# Tips on growing Microgramma



## austin (Dec 6, 2013)

Anyone have any tips on growing microgramma heterophylla? I have a small cutting with two leaves that I am trying to propagate and the tips of the leaves turned a little brown. I have the cutting draped ever so slightly in moist sphagnum, the Viv it is in is around 80% humidity. I wasn't sure if the light level was to too high so I moved it in to a darker area. I have about 2 watts of led per gallon and it was in direct light about 8" from the source.


----------



## epiphytes etc. (Nov 22, 2010)

They like to be in a spot that never totally dries, but also doesn't stay wet. It's been my experience that it can take pretty high light levels. I have one just off center, just about 3" under a ray2. One thing you have to realize is they can be quite slow. Mine took a long time to show any growth, and once it did it only put out leafless rhizome for several months.

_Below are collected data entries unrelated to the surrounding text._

PR #345, opened 2022-09-06
Move cloudbuild to a hidden directory

mattdangerw:
This is in keeping with .github, .vscode, and .devcontainer. Let's hide
our automation setup when possible.


mattdangerw:
Talked with @chenmoneygithub will merge this, then make the change on the cloudbuild side.

PR #349, opened 2022-09-07
Fix the build

mattdangerw:
2.10 is only released for tensorflow, and not tensorflow-text, so we need to pin to 2.9 for now, while we wait for this to resolve.


jbischof (approved):
Thank you!

PR #353, opened 2022-09-12
Improve readability for encoder/decoder blocks

mattdangerw:
Was writing a transformer block recently and using our layer as reference. Realized there's a lot of small readability improvements we can make, which are probably worth it for such core layers.

 - Organize the build and call functions clearly into sections.
 - Use the convention of a variable `x` to build up an intermediate result.
 - Short and unify naming conventions.
 - Use the same repeated pattern for normalizing and applying the residual.


mattdangerw:
Might be actually easier to look at these off the diff:
https://github.com/mattdangerw/keras-nlp/blob/transformer-readability/keras_nlp/layers/transformer_encoder.py
https://github.com/mattdangerw/keras-nlp/blob/transformer-readability/keras_nlp/layers/transformer_decoder.py

keras_nlp/layers/transformer_decoder.py
```diff
@@ -134,73 +134,59 @@ def _build(self, input_shape, has_cross_attention):
         self._input_shape = input_shape
         self._has_cross_attention = has_cross_attention
         feature_size = input_shape[-1]
-        self._attention_head_size = int(feature_size // self.num_heads)
-        self._self_attention_layer = keras.layers.MultiHeadAttention(
+        head_size = int(feature_size // self.num_heads)
+
+        # Self attention layers.
+        self._self_attn_layer = keras.layers.MultiHeadAttention(
```
jbischof, line 140: The Keras style guide discourages abbreviations and actually uses "attention" as an example ([doc]( https://github.com/keras-team/governance/blob/master/keras_api_design_guidelines.md#seek-to-minimize-cognitive-load-for-our-users)).

keras_nlp/layers/transformer_decoder.py
```diff
@@ -134,73 +134,59 @@ def _build(self, input_shape, has_cross_attention):
...
-            epsilon=self.layer_norm_epsilon,
-        )
-
-        self._self_attention_dropout = keras.layers.Dropout(rate=self.dropout)
-
-        # First dense layer in the feedforward network, which maps input
-        # feauture size to dimension `self.intermediate_dim`.
-        self._intermediate_dense = keras.layers.Dense(
+        # Feed forward layers.
+        self._ff_intermediate_dense = keras.layers.Dense(
```
jbischof, line 175: Ditto on abbreviations. I'm not sure `ff` adds much clarity

jbischof (changes requested):
Thanks! This looks like a positive change overall but we should be careful diverging from the style guide with abbreviations. Ultimately we likely need to replace `intermediate` with `feed_forward` if we want a short, clear name.

keras_nlp/layers/transformer_decoder.py
mattdangerw: Yeah, sounds good.

It's not actually the long names I was disliking, it's how the long names and `black` interact to space things out.

But I think I can rework this in a way that's still well spaced and readable. Will push an update shortly. Probably will switch to explicit named args for MHA too.

mattdangerw:
@jbischof thanks!

Re `intermediate_dim` vs `feed_forward_dim`, we actually discussed this a good bit when we were first talking about these layers. `feed_forward_dim` is also somewhat misleading, because the input and output dimension of the whole feedfoward block are still the model dim and not this `feed_forward_dim`.

I would actually vote to consider changing the bert config argument from `hidden_dim` -> `model_dim`. I think that is more intuitive, overall `BertCustom(model_dim=512, intermediate_dim=1028)`.

For reference
 - tensorflow/models. Bert config -> `hidden_size` and `intermediate_size`. Encoder block -> only takes in the intermediate size as `inner_dim`.
 - huggingface. Bert config -> `hidden_size` and `intermediate_size`. Encoder block does not exist canonically.
 - torch. Bert config does not exist. Encoder block `d_model` and `dim_feedforward`.
 - keras-nlp. Bert config -> `hidden_dim` and `intermediate_dim`. Encoder block -> `intermediate_dim`.

Prior art sucks IMO :). But anyway, that can be for another PR discussion.

keras_nlp/layers/transformer_decoder.py
```diff
@@ -134,73 +134,59 @@ def _build(self, input_shape, has_cross_attention):
         self._input_shape = input_shape
         self._has_cross_attention = has_cross_attention
         feature_size = input_shape[-1]
```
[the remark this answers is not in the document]
mattdangerw: I will add a comment for now. See note I just added on the PR re naming here. Probably will skirt tackling that this PR.

feature_size
aka "d model" in Attention is all you need
aka "hidden size" in Bert paper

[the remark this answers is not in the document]
mattdangerw: Actually, for now, I will rename `feature_size` here to `hidden_dim`. Then we are at least consistent across bert, roberta and our blocks as to naming, and we can do any subsequent renames everywhere.

keras_nlp/layers/transformer_encoder.py
```diff
@@ -114,53 +114,55 @@ def _build(self, input_shape):
         # Create layers based on input shape.
         self._built = True
         self._input_shape = input_shape
-        feature_size = input_shape[-1]
-        self._attention_head_size = int(feature_size // self.num_heads)
-        self._multi_head_attention_layer = keras.layers.MultiHeadAttention(
+        # Infer the dimension of our hidden feature size from the build shape.
+        hidden_dim = input_shape[-1]
+        # Attention head size is `hidden_dim` over the number of heads.
+        head_dim = int(hidden_dim // self.num_heads)
```
jbischof, line 120: Why not call this `key_dim`? The heads have vectors of many dimensions so `head_dim` doesn't seem very descriptive

jbischof (approved):
Small extra naming suggestion (not one where we have to change checkpoints) but otherwise looks great!

keras_nlp/layers/transformer_encoder.py
mattdangerw: sgtm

The leaves popped out later. Now that it's going, though, it grows at a steady rate and is many times larger than when I started with it.


----------



## austin (Dec 6, 2013)

Do I need to worry about the brown on the leaves?


----------



## epiphytes etc. (Nov 22, 2010)

I wouldn't worry. It's pretty much inevitable as far as I can tell.


----------



## Bunsincunsin (Feb 11, 2008)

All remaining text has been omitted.